# green card reentry permit biometrics question



## nkb535 (Apr 27, 2012)

Hello. My husband is a UK citizen who is working in the US and holds a green card. He recently accepted an 18 month position in the UK so he will be moving there in 4 weeks. 

He wants to get a reentry permit so that we can return to the US in 18 months if we choose. However, he saw that he needs to allow 8 weeks for the biometrics appointment, but he is flying out 4 weeks from today. Is there anything he can do about this? Can he get the biometrics done early, or is it possible to do them in the UK?

Any advice would be great, thanks.


----------



## mfowler (May 29, 2009)

Hi nkb535,

I got the Re-Entry Permit and came in using it last year before it expired. You have to be in the US to do it, no other option. I applied and wrote EXPEDITE on the envelope and received a letter for an appointment in around 2.5 weeks. I read this on another forum and it seemed to work for me but I applied over 2 years ago now so it could have changed. 

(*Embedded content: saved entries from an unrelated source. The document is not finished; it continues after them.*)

Issue #364, opened 2018-07-23
Export CSVs with modified headers and columns


dereklieu:

LukeCaley:
We need to add sensible fields to the .csv export so this is understandable.  Revised field names in first row of the below: 
[2018-07-appeal.zip](https://github.com/IFRCGo/go-frontend/files/2223867/2018-07-appeal.zip)

dereklieu:
As of #371 CSVs save with a proper extension, and have their query limit removed. 

As it turns out, it's not simple to replace header fields. The payload from the API is already formatted as CSV, which to the browser is just text, and would require some expensive parsing and then re-formatting back to CSV in order to replace headers and fields. This would also negatively impact performance on whole-table queries, which is currently the default behavior.

The place to hook in this feature is probably at the API level, ie you could specify a list of columns and also a column name for each column to include in the resulting response. However, the API currently doesn't support this, and it's out of scope for phase 2.

I've changed the title of this ticket to reflect that. cc @LukeCaley

ElsaRaunioIFRC:
This issue has been partially solved. 

There are still some columns that I would revise, like this:

country society_name > national_society_name
code > appeal_code

Other than this, the column names are clear and understandable.

szabozoltan69:
Done. Tested with .../appeals/all?region=3

ElsaRaunioIFRC:
Let's go for -

szabozoltan69:
Done.

PR #472, opened 2018-10-04
Feature 2.1/issue 364

szabozoltan69:
Following API #364 changes with dtype reading


dereklieu:
Doesn't this rely on the API route being altered first, to send the dtype as text rather than as an id?

szabozoltan69:
This should be merged along with the feature_2.1/issue364 (missing underscore) branch in go-api.

PR #473, opened 2018-10-10
Replacements in CSV file headers

szabozoltan69:
Be the header more verbose and less technical hardcoded.

### DIFF
--- a/app/assets/scripts/components/export-button.js
+++ b/app/assets/scripts/components/export-button.js
@@ -19,7 +19,14 @@ class ExportButton extends React.Component {
 
   componentWillReceiveProps (newProps) {
     if (this.props.csv.fetching && !newProps.csv.fetching && !newProps.csv.error) {
-      const encodedUri = encodeURI('data:text/csv;charset=utf-8,' + newProps.csv.data);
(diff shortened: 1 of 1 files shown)


app/assets/scripts/components/export-button.js
```diff
@@ -19,7 +19,14 @@ class ExportButton extends React.Component {
 
   componentWillReceiveProps (newProps) {
     if (this.props.csv.fetching && !newProps.csv.fetching && !newProps.csv.error) {
-      const encodedUri = encodeURI('data:text/csv;charset=utf-8,' + newProps.csv.data);
+      var thisdata = newProps.csv.data.replace(/\n/,'¤𝛼¤ß¤');
+      var firstLine = thisdata.split('¤𝛼¤ß¤')[0];
+      var moreLines = thisdata.split('¤𝛼¤ß¤')[1];
```
dereklieu: This creates two potentially very large arrays when you could simply create one. 

https://developer.mozilla.org/en-US/docs/Web/JavaScript/Reference/Global_Objects/Array/slice

szabozoltan69:
Yes, this is true. I (or you) should solve it via array slice instead of duplication.

PR #547, opened 2018-12-04
Finishing username notification

szabozoltan69:
Adding email reducer


szabozoltan69:
@dereklieu I removed the error checking (like https://github.com/IFRCGo/go-frontend/blob/develop/app/assets/scripts/views/recover-account.js#L38 ) from https://github.com/IFRCGo/go-frontend/blob/develop/app/assets/scripts/views/recover-username.js#L33 – this way a possible attacker can not test existing email addresses. The error message comes from the API, but the frontend does not show it.

PR #585, opened 2019-03-05
Update field-report-constants.js

ElsaRaunioIFRC:
After a discussion with the IFRC Governing Board, we agreed to change "The former Yugoslav Republic of Macedonia" to "North Macedonia, Republic of".

### DIFF
--- a/app/assets/scripts/utils/field-report-constants.js
+++ b/app/assets/scripts/utils/field-report-constants.js
@@ -126,7 +126,7 @@ export const countries = [
   {value: '105', label: 'Liechtenstein', iso: 'li'},
   {value: '106', label: 'Lithuania', iso: 'lt'},
   {value: '107', label: 'Luxembourg', iso: 'lu'},
-  {value: '108', label: 'The former Yugoslav Republic of Macedonia', iso: 'mk'},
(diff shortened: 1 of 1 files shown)


mankamolnar:
Hi! I`ve approved and merged your PR. The next release probably will happen next monday/thuesday (2019 March 11-12).

ElsaRaunioIFRC:
Thank you for the collaboration, @mankamolnar

mankamolnar:
@ElsaRaunioIFRC Sorry just one question. This way it will show 'North Macedonia, Republic of'. Are you sure it`s ok? that 'Republic of' looks weird at the end on it`s own.

ElsaRaunioIFRC:
@mankamolnar I agree that "Republic of" at the end looks a bit weird - however, the IFRC applies this logic to some country names. Other examples include "Iran, Islamic Republic of", "Tanzania, United Republic of" and "Gambia, The". The [UN OCHA](https://fts.unocha.org/countries/overview) also uses the form "North Macedonia, Republic of".

In the future, we may use simply "North Macedonia" - however, we need an approval for this from the country cluster office and the governing board.

mankamolnar:
@ElsaRaunioIFRC Ok, I just wanted to be sure that everything is right. Thank you

Issue #640, opened 2019-06-26
3w: Form to capture project details


batpad:
We need to implement a form on the frontend for users to enter details of Projects, that will be aggregated on the Who-What-Where frontend on the Country page.

The design for the form is here: https://projects.invisionapp.com/share/P9SA110GT4S#/screens/369905382

Backend tickets to implement [models](https://github.com/IFRCGo/go-api/issues/443) and [API](https://github.com/IFRCGo/go-api/issues/444).

This form will post to the API we create on the backend and save `Projects`.

Question on the design: currently, there is a button next to the map on the country page that says `Edit` that takes you to this form. I'm not sure how that's supposed to work, or if that button should say `Add` ? If it is meant to be `Edit`, which Project should they be editing, since there will be many projects? I will clarify this with the design team.

cc @mankamolnar

batpad:
Capturing some changes to the design based on discussion with @guipizzini : 

 - Add a field called `Type of Operation` (radio?) with options `Long-term operation` and `Emergency operation`
 - Move `Programme Type` field to next to or below `Type of Operation` field
 - Based on selection of `Type of Operation` and `Programme Type` fields:
   - if Type of Operation is `Emergency Operation` and `Programme Type` is `Multilateral`, show `Current Operation` dropdown. Else, do not show. @guipizzini to confirm if `Current Operation` is to show or not for `Emergency Operation` that is of Type `Bilateral`.
 - Split `Sector of Activity` into two fields:
   - `Primary Sector of Activity` which will allow a user to select only a single sector.
   - `Secondary Sectors of Activity` which is a multi-select, currently will have same options as `Primary Sector of Activity`, but user can select multiple. Backend ticket for this: https://github.com/IFRCGo/go-api/issues/514

@frozenhelium @guipizzini - please let me know if I missed capturing anything.

frozenhelium:
More changes after discussing with @guipizzini and @LukeCaley

batpad:
@LukeCaley both @frozenhelium and my strong recommendation here would be to go for option 1 for this - when the user updated the `status` to `complete`, show the 2 numeric fields for `People Targeted` and `People reached` and make these fields required if status is complete.

This will guarantee that we can validate the data and make sure that there cannot be Projects where the status is complete and do not have this data filled out. Overall, this seems to me like it's more intuitive for the user, as well as easier to implement.

[...]

PR #650, opened 2019-07-01
[wip] Form to add / update Projects (part of 3w)

batpad:
Towards https://github.com/IFRCGo/go-frontend/issues/640

This starts sketching out the form on the frontend to add and edit Projects data.

So far, it adds all the actions and reducers and mappings to the state. I'm struggling a bit with figuring out laying out the various form components as per the design. I'll probably go ahead and just use the form components available and make things functional, and move onto the layout as a second step.

@mankamolnar I followed the structure of the `field-report-form` where possible - I think this all makes sense and I should be able to go ahead with adding the form components, validators, etc. Let me know if you have any comments / feedback.

### DIFF
--- a/app/assets/scripts/actions/index.js
+++ b/app/assets/scripts/actions/index.js
@@ -439,3 +439,18 @@ export const EDIT_PER_DOCUMENT = 'EDIT_PER_DOCUMENT';
 export function editPerDocument (data) {
   return postJSON('editperform', EDIT_PER_DOCUMENT, data);
 }
+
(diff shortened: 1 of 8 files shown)


batpad:
Closing as we are not implementing in this phase.

batpad:
Closing this PR because it is out of scope for this phase of work. We should definitely refer to this PR and try and pick up where it leaves off when we start implementing the form for 3w projects. #640 .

Once I did the biometrics, I left for the UK and had the Re-Entry Permit posted to the US Embassy in London. Make sure you write a UK phone number on the application form as I didn't and they didn't contact me to pick it up, even though I had a US phone number and email address on the form! Picking it up was easy as well, no long wait time which is the norm at the London office.

Hope that helps!


----------



## samuel5028 (Apr 15, 2010)

nkb535 said:


> Hello. My husband is a UK citizen who is working in the US and holds a green card. He recently accepted an 18 month position in the UK so he will be moving there in 4 weeks.
> 
> He wants to get a reentry permit so that we can return to the US in 18 months if we choose. However, he saw that he needs to allow 8 weeks for the biometrics appointment, but he is flying out 4 weeks from today. Is there anything he can do about this? Can he get the biometrics done early, or is it possible to do them in the UK?
> 
> Any advice would be great, thanks.


You will need to be present in the US for the biometrics or risk having your reentry application denied. Check out the form instructions for form I-131 for what has to be done in case of expedite requests. The instructions on the USCIS form say: 

"Expedite Request Instructions To request expedited processing of applications for Re-entry Permit or Refugee Travel Document, write the word EXPEDITE in the top right corner of the application in black ink. We recommend providing e-mail addresses and a fax number with any expedite request for the Re-entry Permit or Refugee Travel Document."


----------



## Davis1 (Feb 20, 2009)

form 131 has to be applied for in the US
you must be available for the biometrics

then you can leave and have it forwarded


----------